Image Analysis Lab., Radiology Department, Henry Ford Hospital, One Ford Place, 2F, Detroit, MI 48202, USA.
Neuroimage. 2010 Sep;52(3):793-811. doi: 10.1016/j.neuroimage.2010.01.034. Epub 2010 Jan 18.
We previously proposed an integrated electroencephalography (EEG), magnetoencephalography (MEG), and functional Magnetic Resonance Imaging (fMRI) model based on an extended neural mass model (ENMM) within a single cortical area. In the ENMM, a cortical area contains several minicolumns where strengths of their connections diminish exponentially with their distances. The ENMM was derived based on the physiological principles of the cortical minicolumns and their connections within a single cortical area to generate EEG, MEG, and fMRI signals. The purpose of this paper is to further extend the ENMM model from a single-area to a multi-area model to develop a neural mass model of the entire brain that generates EEG and MEG signals. For multi-area modeling, two connection types are considered: short-range connections (SRCs) and long-range connections (LRCs). The intra-area SRCs among the minicolumns within the areas were previously modeled in the ENMM. To define inter-area LRCs among the cortical areas, we consider that the cell populations of all minicolumns in the destination area are affected by the excitatory afferent of the pyramidal cells of all minicolumns in the source area. The state-space representation of the multi-area model is derived considering the intra-minicolumn, SRCs', and LRCs' parameters. Using simulations, we evaluate effects of parameters of the model on its dynamics and, based on stability analysis, find valid ranges for parameters of the model. In addition, we evaluate reducing redundancy of the model parameters using simulation results and conclude that the parameters of the model can be limited to the LRCs and SRCs while the intra-minicolumn parameters stay at their physiological mean values. The proposed multi-area integrated E/MEG model provides an efficient neuroimaging technique for effective connectivity analysis in healthy subjects as well as neurological and psychiatric patients.

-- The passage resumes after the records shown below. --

PR #841, opened 2016-10-26
Cleanup platform and Linux distribution detection logic

DustinCampbell:


DustinCampbell:
cc @gregg-miskelly

DustinCampbell:
cc @rajkumar42, @gregg-miskelly, @caslan

src/platform.ts
```diff
@@ -20,96 +95,126 @@ export enum Platform {
...
+                distributionPromise = Promise.resolve(null);
+                break;
 
-            ret.set(key, value);
+            case 'linux':
+                operatingSystem = OperatingSystem.Linux; 
+                architecturePromise = PlatformInformation.GetUnixArchitecture();
+                distributionPromise = LinuxDistribution.GetCurrent();
+                break;
         }
```
gregg-miskelly: Should we do something if it is none of these?

DustinCampbell: Yes, we should probably throw. The only other possible values are `aix`, `freebsd`, `openbsd` or `sunos` , which VS Code doesn't really support either.

PR #910, opened 2026-09-16
feat(maplibre): add scale, geolocate, fullscreen, attribution controls

harlan-zw:
### 🔗 Linked issue

Papercut PC-15 (first noted in PC-3).

### ❓ Type of change

### 📚 Description

Only `ScriptMapLibreNavigationControl` had a component. Every other standard control needed `@ready`, a manual `addControl`, and a manual `removeControl`.

This adds four components that follow `ScriptMapLibreNavigationControl`: a `position` prop, an `options` prop typed from the MapLibre v6 constructor, add on map ready, remove on unmount.

- `<ScriptMapLibreScaleControl>`
- `<ScriptMapLibreGeolocateControl>`
- `<ScriptMapLibreFullscreenControl>`
- `<ScriptMapLibreAttributionControl>`

Architecture: four new control components on the existing useMapLibreResource lifecycle, with public types from @nuxt/scripts

#### Option changes

The components read `options` and `position` once, like `NavigationControl`. To apply a change, change the component `key`. One exception follows the Marker and Popup rule for public setters: `ScaleControl` forwards `options.unit` through `setUnit()`.

#### GeolocateControl

- Re-emits all seven control events with MapLibre's payloads: `geolocate`, `error`, `outofmaxbounds`, `trackuserlocationstart`, `trackuserlocationend`, `userlocationfocus`, `userlocationlostfocus`.
- A denied prompt already fires `error` with `code` 1.
- A permission that was denied **before** the control loads fires nothing in MapLibre. It only disables the button and logs a warning. The component runs the same check and emits `unavailable` with `'permission-denied'` or `'unsupported'`.

#### AttributionControl

MapLibre adds a default attribution control to every map. A second control would duplicate it. Removing it would strip required OpenFreeMap and OpenStreetMap credits.

- On mount, the component removes the map's own `AttributionControl` and adds its own.
- On unmount, it adds the map's control back. Attribution shows exactly once in both states.
- If adding its own control throws, it restores the default before the error propagates.
- If the map was already removed (`map._removed`), it restores nothing. If consumer code removed the component's control, it still restores the default.
- The component `options` override the default control's options. Credits from every replaced control, including `attributionControl.customAttribution`, stay unless the component sets its own.
- `options` cannot remove source attribution from the style.

It finds the default control through `map._controls`, which is typed in `maplibre-gl.d.ts` and is the list `hasControl()` reads.

Data flow: the attribution component removes the default control on mount and restores it on unmount

#### Hydration fix for all five controls, including NavigationControl

Every control template held only an HTML comment. A production build strips template comments. The server then rendered nothing, but the client render returned `null`, which expects a comment node. Hydration logged `Hydration completed but contains mismatches.` `nuxt dev` keeps comments, so dev mode never showed it.

**Chosen shape:** no `<template>`, and `defineOptions({ render: () => null })`.

- The client normalizes `null` to a comment vnode.
- The component has no `ssrRender`, so the server renderer calls `render()`, normalizes `null` the same way, and writes `<!---->`.
- It does not depend on the compiler `comments` option, and it states "renders nothing" in code.
- `<div v-if="false" />` also matches on both sides, but it reads as a hack.
- An empty `<template>` has the same bug as a comment-only one, in dev and production.

Proof on a real `nuxt build` of `test/fixtures/maplibre`:

- Before: the slot rendered `<!--[--><!--]-->` for five controls. The client logged `error: Hydration completed but contains mismatches.`
- After: the slot renders `<!--[--><!----><!----><!----><!----><!----><!--]-->`. The client bundle has `render:()=>null`. The console is empty.

**Category guard:** `test/e2e/maplibre-hydration.test.ts`.

- `@nuxt/test-utils` builds inside the Vitest worker. There, `@vue/compiler-core` loads its development build, which keeps comments, so a plain e2e build cannot catch this bug.
- The test sets `vue.compilerOptions.comments: false`. A probe assertion proves a template comment is stripped from the server HTML.
- Reverting `ScriptMapLibreScaleControl` to the comment-only template fails the test. Restoring it passes.

Other components with the same shape are out of scope for this PR and should adopt the same fix.

#### Types

`ScriptMapLibre{Scale,Geolocate,Fullscreen,Attribution}ControlProps` and the Geolocate and Fullscreen emit types are exported from `@nuxt/scripts` and `#nuxt-scripts/types`.

### ✅ Verification

- Lifecycle tests in `test/nuxt-runtime/maplibre-controls.nuxt.test.ts`. They use a map mock with MapLibre's real control list semantics.
- `test/types/maplibre-controls.test-d.ts` imports only from `@nuxt/scripts`. With `ScriptMapLibreScaleControlProps` removed from the export, it fails.
- Real Chromium on the new `playground/pages/third-parties/maplibre-controls.vue` with OpenFreeMap:
  - Each control renders in its configured corner and is gone after unmount.
  - Attribution count is 1 with the component, 1 after unmount (default back in bottom-right), and 1 after remount.
  - The attribution text includes OpenFreeMap and OpenStreetMap in every state.
  - `unit` switches the scale from `1 km` to `1 mi`.
  - A denied prompt emits `error` with code 1. A pre-denied permission emits `unavailable: permission-denied`. A granted permission emits `geolocate`.
  - Fullscreen emits `fullscreenstart` and `fullscreenend`.

Non-breaking: all changes are new components, new types, and docs.


harlan-zw:
### 🤖 MERGED

> [Harlan Agent Kit](https://github.com/harlan-zw/harlan-agent-kit) posted this automated review. It is not Harlan's personal review or approval. [AI open source policy](https://harlanzw.com/blog/ai-in-open-source). Last updated: 2026-09-16 10:58 UTC.

The pull request closed.

PR #911, opened 2026-09-16
feat(maplibre): add mousemove, dblclick and sourceready emits

harlan-zw:
Stacked on #909.

### 📚 Description

Not breaking. Three emits are added to `ScriptMapLibreGeoJson`: `mousemove`, `dblclick` and `sourceready`.

The group hover from #903 shipped in `2.0.0-beta.7` and **does not work in a real browser**. I caught it running beta.7 in a real Nuxt app on MapLibre 6.10.0. The component binds `mouseenter` and `mouseleave` across its whole layer array, and MapLibre fires those only at the edge of the group. With a site touching a cluster in another layer:

```
pointer onto site                 hovered=[2817331025242450]  cursor=pointer
slid straight onto the cluster    hovered=[2817331025242450]  stale, the site stays lit
cluster -> cluster -> site        hovered=[]                  stale, the site is not lit
off both                          hovered=[]                  cursor=""
```

The mocked tests called the stored listener directly, so they could not see MapLibre's group semantics. The `cursor` prop was fine.

**`mousemove` (PC-11).** It fires on every move over any owned feature, with `features` topmost first. With `mouseleave`, that is enough to track the feature under the pointer. I picked it over per-layer `mouseenter`/`mouseleave` because per-layer edges still miss a move between two touching features in the **same** layer. That is the site-to-site case in the app. `mouseenter` and `mouseleave` stay, and their docs now say they are group edges.

**`dblclick`.** The emit is synchronous, so `event.preventDefault()` still stops MapLibre's double-click zoom. The app found that an `easeTo` started inside a `dblclick` listener is cancelled. The cause: after dispatching the event, MapLibre's `HandlerManager.handleEvent` calls `camera.stop(true)` whenever a handler is active. Calling `preventDefault()` marks the map event handler active, so it happens either way. A camera move started on the next tick survives. I checked both in Chromium: zoom stays at 4 with a synchronous `easeTo`, and reaches 6 with `nextTick`.

I documented that rather than deferring the emit, because a deferred emit would break `preventDefault()`. A `doubleClickZoom` prop scoped to the component's layers is possible. It would duplicate `preventDefault()`, so I left it out. Happy to add it if you prefer a declarative switch.

**`sourceready` (PC-13).** The map's `styleload` fires before the component re-adds its source, so feature state restored there targets a missing source. The app works around it with a `nextTick`. `sourceready` fires after every successful add: the first add, a style swap and a prop rebuild. Its payload is `{ map, sourceId }`. The emit runs after the style change, so a map error from the handler is never attributed to the component.

The real-browser fixture from #909 now also covers hover across touching features, `dblclick` with a replaced zoom, and `sourceready` after a style swap. The swap runs both ways MapLibre applies a style: as a diff and as a full reload.

`registry-types.json` is regenerated for the new emits.

Once released, the app can delete:

- the raw `mousemove`, `mouseleave` and `dblclick` listeners in `_MapPanel.vue` `onReady`. The `dblclick` handler must still defer its `easeTo`.
- the `nextTick` in `onStyleLoad`, by moving `syncFeatureStates` to `@sourceready`.


harlan-zw:
The new real-browser tests fail on the parent branch (`340eafd0`), before these emits:

```
 FAIL  maplibre in a real browser > follows the pointer between touching features in different layers
AssertionError: expected 'none' to be 'west' // Object.is equality
 FAIL  maplibre in a real browser > emits dblclick and lets the consumer replace the default zoom
AssertionError: expected '{"mouseenter":1,"mouseleave":0,"dblcl…' to contain '"dblclick":1'
 FAIL  maplibre in a real browser > emits sourceready after a diff style swap so feature state can be restored
 FAIL  maplibre in a real browser > emits sourceready after a full style swap so feature state can be restored
AssertionError: expected 0 to be greater than 0
      Tests  4 failed | 4 passed (8)
```

With the emits: `Tests  8 passed (8)`.

I also checked the `dblclick` camera claim by hand in the same fixture. After `preventDefault()`, a synchronous `easeTo({ zoom: 6 })` left the map at `{"zoom":4,"center":[0,0]}`. The same call in `nextTick` ended at `{"zoom":6,"center":[-1.2003,0]}`.

PR #914, opened 2026-09-16
fix(maps): render renderless map components as null

harlan-zw:
### 🔗 Linked issue

Papercut PC-18. Follow-up to #910, which fixed the same bug in the five MapLibre controls.

### ❓ Type of change

#### ⚠️ Google Maps mismatches in `nuxt dev` too

`ScriptGoogleMapsPolygon`, `Polyline`, `Circle`, `Rectangle` and `GeoJson` had an empty `<template>`. An empty template compiles to an empty `ssrRender` on the server and `return null` on the client, even in development.

Measured with `@nuxt/test-utils` in `dev: true` mode, before this fix:

```
[Vue warn]: Hydration children mismatch ... Server rendered element contains fewer child nodes than client vdom.
  at <ScriptGoogleMaps ...>
Hydration completed but contains mismatches.
```

Under `nuxt dev`, the MapLibre and Leaflet pages logged no hydration message. After this fix, no page logs one.

#### Production builds: all eight components

`ScriptMapLibreGeoJson`, `ScriptLeafletGeoJson` and `ScriptLeafletTileLayer` had a template with only a comment. A production build strips template comments, so the server renders nothing. The client expects a comment node, and hydration reports a mismatch.

#### Fix

Each component now has no `<template>` and uses `defineOptions({ render: () => null })`. This is the shape #910 proved for the MapLibre controls.

- The client normalizes `null` to a comment vnode.
- With no `ssrRender`, the server calls `render()`, normalizes `null` the same way, and writes `<!---->`.
- It does not depend on the compiler `comments` option.

#### Test infrastructure finding

`@nuxt/test-utils` builds inside the Vitest worker with `NODE_ENV=test`. The Vue compiler then loads its development build and keeps template comments. This repo's e2e tests therefore could never catch a production-only hydration bug.

The new `test/e2e/map-hydration.test.ts` sets `vue.compilerOptions.comments: false`. A probe test proves that each page's template comment is stripped from the server HTML. Without the probe, a silent fallback to development behaviour would make the hydration test pass for the wrong reason.

The fixture `test/fixtures/map-hydration` loads no map SDK, tiles, glyphs or sprites. Hydration compares the server HTML with the client's first render, which happens before any script loads. The Google Maps page uses a placeholder string for `api-key`. No real key is involved.

### ✅ Verification

Production-mode hydration test, per library:

| Page | Before fix | After fix | One component reverted |
|---|---|---|---|
| `/maplibre` (`GeoJson`) | fail: `Hydration completed but contains mismatches.` | pass | `ScriptMapLibreGeoJson`: fail |
| `/leaflet` (`GeoJson`, `TileLayer`) | fail: same message | pass | `ScriptLeafletTileLayer`: fail |
| `/google-maps` (5 components) | fail: same message | pass | `ScriptGoogleMapsPolygon`: fail |

The Google Maps mismatch reproduces without an API key.

- `pnpm lint`: 0 errors. `pnpm typecheck`: exit 0.
- Full suite: `Tests 1206 passed | 22 skipped | 3 todo`, `Type Errors no errors`. Two e2e files failed their fixture builds on CDN fetches (`analytics.ahrefs.com`, `snap.licdn.com`). A rerun of those two, with all map e2e files, passed: `Test Files 5 passed`, `Tests 27 passed`.

Non-breaking.


harlan-zw:
### 🤖 MERGED

> [Harlan Agent Kit](https://github.com/harlan-zw/harlan-agent-kit) posted this automated review. It is not Harlan's personal review or approval. [AI open source policy](https://harlanzw.com/blog/ai-in-open-source). Last updated: 2026-09-16 12:24 UTC.

8312c038-94f6-4183-b421-0c82bcc5af36

PR #913, opened 2026-09-16
fix(maplibre): keep credits from every replaced attribution control

harlan-zw:
### 🔗 Linked issue

Follow-up to #910. This addresses the CodeRabbit finding posted on #910 two seconds after it merged. `2.0.0-beta.8` shipped without this fix.

### ❓ Type of change

- [x] 🐞 Bug fix (a non-breaking change that fixes an issue)

### 📚 Description

`<ScriptMapLibreAttributionControl>` replaces every `AttributionControl` on the map. It copied `customAttribution` only from the first replaced control.

If a map had a second attribution control with its own credits, those credits disappeared while the component was mounted. Unmounting restored them.

The component now merges the `customAttribution` values of all replaced controls, without duplicates. A `customAttribution` set on the component still replaces them.

A single inherited string now reaches MapLibre as a one-item array. MapLibre renders both forms the same way.

### ✅ Verification

- A new test in `test/nuxt-runtime/maplibre-controls.nuxt.test.ts` failed before the fix (`1 failed | 14 passed`) and passes after it (`15 passed`).
- `pnpm lint`: 0 errors. `pnpm typecheck`: exit 0.
- Full suite: `Test Files 118 passed`, `Tests 1217 passed | 6 skipped | 3 todo`, `Type Errors no errors`.
- `test/e2e/maplibre.test.ts` and `test/e2e/maplibre-hydration.test.ts`: `Tests 10 passed (10)`.

Non-breaking.

PR #916, opened 2026-09-16
fix(maplibre): replace default attribution through public API

harlan-zw:
### 🔗 Linked issue

Follow-up to #910 and #913.

### 📚 Description

`<ScriptMapLibreAttributionControl>` found the map's default attribution control by reading `map._controls`. The field shows up in MapLibre's `.d.ts`, but nothing promises it stays. If a release renames it, attribution shows twice or fails to come back on unmount, and OpenFreeMap and OpenStreetMap require it to be visible.

MapLibre has no public way to get the default control: the constructor creates it and keeps no public reference. So `<ScriptMapLibreMap>` now creates that control itself, with the same options, and shares it through the map context. The attribution component swaps it with `hasControl`, `removeControl` and `addControl`. It also listens for the `remove` event, so it no longer reads `_removed`.

Behaviour change: the component replaces only the map default. An attribution control added by your own code with `map.addControl()` now stays, so attribution can show twice, but it never disappears. The docs say so.

Open question: if `maplibreLogo` is on and `logoPosition` is `bottom-right`, the logo and the default attribution swap vertical order in that corner, because the default control is added after the constructor. I left it. Say if it matters.


harlan-zw:
Checked by hand, since CI cannot show it:
- I disabled the restore call in the attribution component and rebuilt. The new real-browser test failed with `expected [] to deeply equal [ { …(2) } ]`, so it catches lost attribution.
- The updated runtime tests hide the fake map's control list. On `main` they fail with `TypeError: Cannot read properties of undefined (reading 'filter')`, which is the renamed `_controls` case.

harlan-zw:
### 🤖 MERGED

> [Harlan Agent Kit](https://github.com/harlan-zw/harlan-agent-kit) posted this automated review. It is not Harlan's personal review or approval. [AI open source policy](https://harlanzw.com/blog/ai-in-open-source). Last updated: 2026-09-21 15:13 UTC.

ad196754-b1c3-4440-a5a3-d004893debb9

PR #917, opened 2026-09-16
feat(maplibre): add bounds prop and update cluster options in place

harlan-zw:
### 📚 Description

Two MapLibre papercuts from building a real map app (PC-16, PC-17).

我们之前提出了一个基于扩展神经质量模型(ENMM)的整合脑电图(EEG)、脑磁图(MEG)和功能磁共振成像(fMRI)模型,该模型基于单个皮质区域内的扩展神经质量模型(ENMM)。在 ENMM 中,一个皮质区域包含几个微柱,其连接强度随距离呈指数衰减。ENMM 是基于皮质微柱及其在单个皮质区域内的连接的生理原理推导出来的,用于生成 EEG、MEG 和 fMRI 信号。本文的目的是进一步将 ENMM 模型从单区域扩展到多区域模型,以开发生成 EEG 和 MEG 信号的整个大脑的神经质量模型。对于多区域建模,考虑了两种连接类型:短程连接(SRC)和远程连接(LRC)。区域内的微柱之间的区域内 SRC 已在 ENMM 中进行了建模。为了定义皮质区域之间的区域间 LRC,我们认为目标区域中所有微柱的细胞群体都受到源区域中所有微柱的锥体细胞兴奋性传入的影响。考虑到内部微柱、SRC 和 LRC 参数,推导出多区域模型的状态空间表示。使用模拟,我们评估模型参数对其动态的影响,并基于稳定性分析为模型参数找到有效范围。此外,我们使用模拟结果评估模型参数冗余度的降低,并得出结论,模型参数可以限制在 LRC 和 SRC,而内部微柱参数保持在生理平均值。所提出的多区域集成 E/MEG 模型为健康受试者以及神经和精神疾病患者的有效连接分析提供了一种有效的神经影像学技术。